Aim of the exercise: In the listing below, find each line containing "just" and report it.

Information shown:
PR #498, opened 2015-11-14
Added IGNOREEOF env variable to disable CTRL-D shell exit.

nicfit:


krader1961:
LGTM other than the odd '\n' on its own line with an implicit concatenation to the string on the prior line.

scopatz:
Thanks @nicfit!

PR #1296, opened 2016-06-20
Binary locate speedups

scopatz:
This should hopefully address the slowdown issues on windows. @JohnLunzer and @melund could you give it a spin?

### DIFF
--- a/xonsh/environ.py
+++ b/xonsh/environ.py
@@ -39,7 +39,8 @@ from xonsh.tools import (
     is_dynamic_cwd_width, to_dynamic_cwd_tuple, dynamic_cwd_tuple_to_str,
     is_logfile_opt, to_logfile_opt, logfile_opt_to_str, executables_in,
     pathsep_to_set, set_to_pathsep, pathsep_to_seq, seq_to_pathsep,
-    is_string_seq,
+    is_string_seq, is_nonstring_seq_of_strings, pathsep_to_upper_seq,
+    seq_to_upper_pathsep,
 )
 
 
@@ -112,7 +113,8 @@ DEFAULT_ENSURERS = {
     'MOUSE_SUPPORT': (is_bool, to_bool, bool_to_str),
     'MULTILINE_PROMPT': (is_string_or_callable, ensure_string, ensure_string),
     re.compile('\w*PATH$'): (is_env_path, str_to_env_path, env_path_to_str),
-    'PATHEXT': (is_string_seq, pathsep_to_seq, seq_to_pathsep),
+    'PATHEXT': (is_nonstring_seq_of_strings, pathsep_to_upper_seq,
+                seq_to_upper_pathsep),
     'PRETTY_PRINT_RESULTS': (is_bool, to_bool, bool_to_str),
     'PROMPT': (is_string_or_callable, ensure_string, ensure_string),
     'RAISE_SUBPROC_ERROR': (is_bool, to_bool, bool_to_str),
@@ -232,7 +234,7 @@ DEFAULT_VALUES = {
     'MOUSE_SUPPORT': False,
     'MULTILINE_PROMPT': '.',
     'PATH': PATH_DEFAULT,
-    'PATHEXT': ['.com', '.exe', '.bat', '.cmd'] if ON_WINDOWS else [],
+    'PATHEXT': ['.COM', '.EXE', '.BAT', '.CMD'] if ON_WINDOWS else [],
     'PRETTY_PRINT_RESULTS': True,
     'PROMPT': DEFAULT_PROMPT,
     'PUSHD_MINUS': False,
@@ -410,8 +412,9 @@ DEFAULT_DOCS = {
         configurable=False),
     'PATH': VarDocs(
         'List of strings representing where to look for executables.'),
-    'PATHEXT': VarDocs('Sequence of extention strings (eg, ".exe") for '
-                       'filtering valid executables by.'),
+    'PATHEXT': VarDocs('Sequence of extention strings (eg, ".EXE") for '
+                       'filtering valid executables by. Each element must be '
+                       'uppercase.'),
     'PRETTY_PRINT_RESULTS': VarDocs(
             'Flag for "pretty printing" return values.'),
     'PROMPT': VarDocs(
--- a/xonsh/environ.py
+++ b/xonsh/environ.py
@@ -37,7 +37,8 @@ from xonsh.tools import (
     csv_to_bool_seq, bool_seq_to_csv, DefaultNotGiven, print_exception,
     setup_win_unicode_console, intensify_colors_on_win_setter, format_color,
     is_dynamic_cwd_width, to_dynamic_cwd_tuple, dynamic_cwd_tuple_to_str,
-    is_logfile_opt, to_logfile_opt, logfile_opt_to_str, executables_in
+    is_logfile_opt, to_logfile_opt, logfile_opt_to_str, executables_in,
+    pathsep_to_set, set_to_pathsep,
 )
 
 
@@ -110,7 +111,7 @@ DEFAULT_ENSURERS = {
     'MOUSE_SUPPORT': (is_bool, to_bool, bool_to_str),
     'MULTILINE_PROMPT': (is_string_or_callable, ensure_string, ensure_string),
     re.compile('\w*PATH$'): (is_env_path, str_to_env_path, env_path_to_str),
-    'PATHEXT': (is_string_set, csv_to_set, set_to_csv),
+    'PATHEXT': (is_string_set, pathsep_to_set, set_to_pathsep),
     'PRETTY_PRINT_RESULTS': (is_bool, to_bool, bool_to_str),
     'PROMPT': (is_string_or_callable, ensure_string, ensure_string),
     'RAISE_SUBPROC_ERROR': (is_bool, to_bool, bool_to_str),
--- a/xonsh/environ.py
+++ b/xonsh/environ.py
@@ -816,17 +816,19 @@ def _yield_executables(directory, name):
 
 
 def locate_binary(name):
-    if os.path.isfile(name) and name != os.path.basename(name):
-        return name
-    directories = builtins.__xonsh_env__.get('PATH')
-    # Windows users expect to be able to execute files in the same directory
-    # without `./`
-    if ON_WINDOWS:
-        directories = [_get_cwd()] + list(directories)
-    try:
-        return next(chain.from_iterable(_yield_executables(directory, name) for
-                    directory in directories if os.path.isdir(directory)))
-    except StopIteration:
+    """Locates an executable on the file system."""
+    if os.path.isfile(name):
+        if ON_WINDOWS:
+            # Windows users expect to be able to execute files in the same
+            # directory without `./`
+            return os.path.abspath(os.path.relpath(name, _get_cwd()))
+        elif name != os.path.basename(name):
+            return name
+    cc = builtins.__xonsh_commands_cache__
+    if name in cc:
+        # can be lazy here since we know name is already available
+        return cc.lazyget(name)[0]
+    else:
         return None
 
 
--- a/xonsh/environ.py
+++ b/xonsh/environ.py
@@ -837,11 +837,17 @@ def locate_binary(name):
     elif os.path.isfile(name) and name != os.path.basename(name):
         return name
     cc = builtins.__xonsh_commands_cache__
-    if name in cc:
+    if ON_WINDOWS:
+        upname = name.upper()
+        if upname in cc:
+            return cc.lazyget(upname)[0]
+        for ext in exts:
+            upnamext = upname + ext
+            if cc.lazyin(upnamext):
+                return cc.lazyget(upnamext)[0]
+    elif name in cc:
         # can be lazy here since we know name is already available
         return cc.lazyget(name)[0]
-    else:
-        return None
 
 
 def get_git_branch():
--- a/xonsh/environ.py
+++ b/xonsh/environ.py
@@ -110,7 +110,7 @@ DEFAULT_ENSURERS = {
     'MOUSE_SUPPORT': (is_bool, to_bool, bool_to_str),
     'MULTILINE_PROMPT': (is_string_or_callable, ensure_string, ensure_string),
     re.compile('\w*PATH$'): (is_env_path, str_to_env_path, env_path_to_str),
-    'PATHEXT': (is_env_path, str_to_env_path, env_path_to_str),
+    'PATHEXT': (is_string_set, csv_to_set, set_to_csv),
     'PRETTY_PRINT_RESULTS': (is_bool, to_bool, bool_to_str),
     'PROMPT': (is_string_or_callable, ensure_string, ensure_string),
     'RAISE_SUBPROC_ERROR': (is_bool, to_bool, bool_to_str),
@@ -230,7 +230,8 @@ DEFAULT_VALUES = {
     'MOUSE_SUPPORT': False,
     'MULTILINE_PROMPT': '.',
     'PATH': PATH_DEFAULT,
-    'PATHEXT': (),
+    'PATHEXT': frozenset(['.com', '.exe', '.bat']) if ON_WINDOWS else \
+               frozenset(),
     'PRETTY_PRINT_RESULTS': True,
     'PROMPT': DEFAULT_PROMPT,
     'PUSHD_MINUS': False,
@@ -408,7 +409,8 @@ DEFAULT_DOCS = {
         configurable=False),
     'PATH': VarDocs(
         'List of strings representing where to look for executables.'),
-    'PATHEXT': VarDocs('List of strings for filtering valid executables by.'),
+    'PATHEXT': VarDocs('Set of extention strings (eg, ".exe") for filtering '
+                       'valid executables by.'),
     'PRETTY_PRINT_RESULTS': VarDocs(
             'Flag for "pretty printing" return values.'),
     'PROMPT': VarDocs(
--- a/xonsh/environ.py
+++ b/xonsh/environ.py
@@ -38,7 +38,8 @@ from xonsh.tools import (
     setup_win_unicode_console, intensify_colors_on_win_setter, format_color,
     is_dynamic_cwd_width, to_dynamic_cwd_tuple, dynamic_cwd_tuple_to_str,
     is_logfile_opt, to_logfile_opt, logfile_opt_to_str, executables_in,
-    pathsep_to_set, set_to_pathsep,
+    pathsep_to_set, set_to_pathsep, pathsep_to_seq, seq_to_pathsep,
+    is_string_seq,
 )
 
 
@@ -111,7 +112,7 @@ DEFAULT_ENSURERS = {
     'MOUSE_SUPPORT': (is_bool, to_bool, bool_to_str),
     'MULTILINE_PROMPT': (is_string_or_callable, ensure_string, ensure_string),
     re.compile('\w*PATH$'): (is_env_path, str_to_env_path, env_path_to_str),
-    'PATHEXT': (is_string_set, pathsep_to_set, set_to_pathsep),
+    'PATHEXT': (is_string_seq, pathsep_to_seq, seq_to_pathsep),
     'PRETTY_PRINT_RESULTS': (is_bool, to_bool, bool_to_str),
     'PROMPT': (is_string_or_callable, ensure_string, ensure_string),
     'RAISE_SUBPROC_ERROR': (is_bool, to_bool, bool_to_str),
@@ -231,8 +232,7 @@ DEFAULT_VALUES = {
     'MOUSE_SUPPORT': False,
     'MULTILINE_PROMPT': '.',
     'PATH': PATH_DEFAULT,
-    'PATHEXT': frozenset(['.com', '.exe', '.bat']) if ON_WINDOWS else \
-               frozenset(),
+    'PATHEXT': ['.com', '.exe', '.bat', '.cmd'] if ON_WINDOWS else [],
     'PRETTY_PRINT_RESULTS': True,
     'PROMPT': DEFAULT_PROMPT,
     'PUSHD_MINUS': False,
@@ -410,8 +410,8 @@ DEFAULT_DOCS = {
         configurable=False),
     'PATH': VarDocs(
         'List of strings representing where to look for executables.'),
-    'PATHEXT': VarDocs('Set of extention strings (eg, ".exe") for filtering '
-                       'valid executables by.'),
+    'PATHEXT': VarDocs('Sequence of extention strings (eg, ".exe") for '
+                       'filtering valid executables by.'),
     'PRETTY_PRINT_RESULTS': VarDocs(
             'Flag for "pretty printing" return values.'),
     'PROMPT': VarDocs(
--- a/xonsh/environ.py
+++ b/xonsh/environ.py
@@ -820,13 +820,19 @@ def _yield_executables(directory, name):
 
 def locate_binary(name):
     """Locates an executable on the file system."""
-    if os.path.isfile(name):
-        if ON_WINDOWS:
-            # Windows users expect to be able to execute files in the same
-            # directory without `./`
-            return os.path.abspath(os.path.relpath(name, _get_cwd()))
-        elif name != os.path.basename(name):
-            return name
+    if ON_WINDOWS:
+        # Windows users expect to be able to execute files in the same
+        # directory without `./`
+        cwd = _get_cwd()
+        if os.path.isfile(name):
+            return os.path.abspath(os.path.relpath(name, cwd))
+        exts = builtins.__xonsh_env__['PATHEXT']
+        for ext in exts:
+            namext = name + ext
+            if os.path.isfile(namext):
+                return os.path.abspath(os.path.relpath(namext, cwd))
+    elif os.path.isfile(name) and name != os.path.basename(name):
+        return name
     cc = builtins.__xonsh_commands_cache__
     if name in cc:
         # can be lazy here since we know name is already available
--- a/xonsh/tools.py
+++ b/xonsh/tools.py
@@ -1476,17 +1476,22 @@ def expanduser_abs_path(inp):
     return os.path.abspath(os.path.expanduser(inp))
 
 
-class CommandsCache(abc.Set):
-    """A lazy cache representing the commands available on the file system."""
+class CommandsCache(abc.Mapping):
+    """A lazy cache representing the commands available on the file system.
+    The keys are the command names and the values a tuple of (loc, has_alias)
+    where loc is either a str pointing to the executable on the file system or
+    None (if no executable exists) and has_alias is a boolean flag for whether
+    the command has an alias.
+    """
 
     def __init__(self):
-        self._cmds_cache = frozenset()
+        self._cmds_cache = {}
         self._path_checksum = None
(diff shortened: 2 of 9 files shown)


xonsh/environ.py
```diff
@@ -816,17 +819,19 @@ def _yield_executables(directory, name):
...
-    # without `./`
-    if ON_WINDOWS:
-        directories = [_get_cwd()] + list(directories)
-    try:
-        return next(chain.from_iterable(_yield_executables(directory, name) for
-                    directory in directories if os.path.isdir(directory)))
-    except StopIteration:
+    """Locates an executable on the file system."""
+    if os.path.isfile(name):
+        if ON_WINDOWS:
```
melund: I think there is an issue here. Imagine we have a `strombidae.exe` in the current directory. Then the if should trigger no matter what if the user writes `strombidae` or `STROMBIDAE` or  `Strombidae.exe`. Basically, it should also be able to launch any executable with an extension in `PATHEXT`. This thing was previously handled by `executables_in` https://github.com/xonsh/xonsh/blob/master/xonsh/tools.py#L487

melund:
I was also wondering how it would handle several executables with different extensions. Which has priority. Maybe the order in PATHEXT has a meaning.

xonsh/environ.py
scopatz: Thanks for pointing this out @melund. Can you try it now, please?

scopatz:
> I was also wondering how it would handle several executables with different extensions. Which has priority. Maybe the order in PATHEXT has a meaning.

That is why I asked :)

xonsh/environ.py
```diff
@@ -820,13 +820,19 @@ def _yield_executables(directory, name):
...
-        elif name != os.path.basename(name):
-            return name
+    if ON_WINDOWS:
+        # Windows users expect to be able to execute files in the same
+        # directory without `./`
+        cwd = _get_cwd()
+        if os.path.isfile(name):
+            return os.path.abspath(os.path.relpath(name, cwd))
+        exts = builtins.__xonsh_env__['PATHEXT']
+        for ext in exts:
```
melund: So if PATHEXT was a sequence, then it would not be random if `strombidae.bat` or `strombidae.exe`. Maybe it was a mistake to make it a Set.

scopatz:
I can change it to a list if you think it is needed. Not a big deal.

xonsh/environ.py
scopatz: Yeah, just let me know what you think is best. I have very little sense of the windows conventions

xonsh/xoreutils/_which.py
```diff
@@ -191,21 +192,21 @@ def whichgen(command, path=None, verbose=0, exts=None):
     # Windows has the concept of a list of extensions (PATHEXT env var).
     if sys.platform.startswith("win"):
         if exts is None:
-            exts = os.environ.get("PATHEXT", "").split(os.pathsep)
+            exts = builtins.__xonsh_env__['PATHEXT']
```
melund: I think we should keep `_which.py` oblivious to xonsh, and just use it as a module. Then we still have the option to move it to an independent module. Before we just passed in `PathExts` through the `ext` argument to `_whichgen`

melund: Alternatively, it could probably be rewritten completely. But there is something about old well tested code.

gforsyth: I would strongly recommend not rewriting `which` again.  That never goes well.

xonsh/environ.py
melund: Yes. Sorry about that. Google reveals that it should be a Sequence. http://environmentvariables.org/PathExt

xonsh/xoreutils/_which.py
melund: I agree:-) We should not change the file unless really necessary.

melund:
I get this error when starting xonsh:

Solution below:
scopatz: Yeah, just let me know what you think is best. I have very little sense of the windows conventions
melund: I think we should keep `_which.py` oblivious to xonsh, and just use it as a module. Then we still have the option to move it to an independent module. Before we just passed in `PathExts` through the `ext` argument to `_whichgen`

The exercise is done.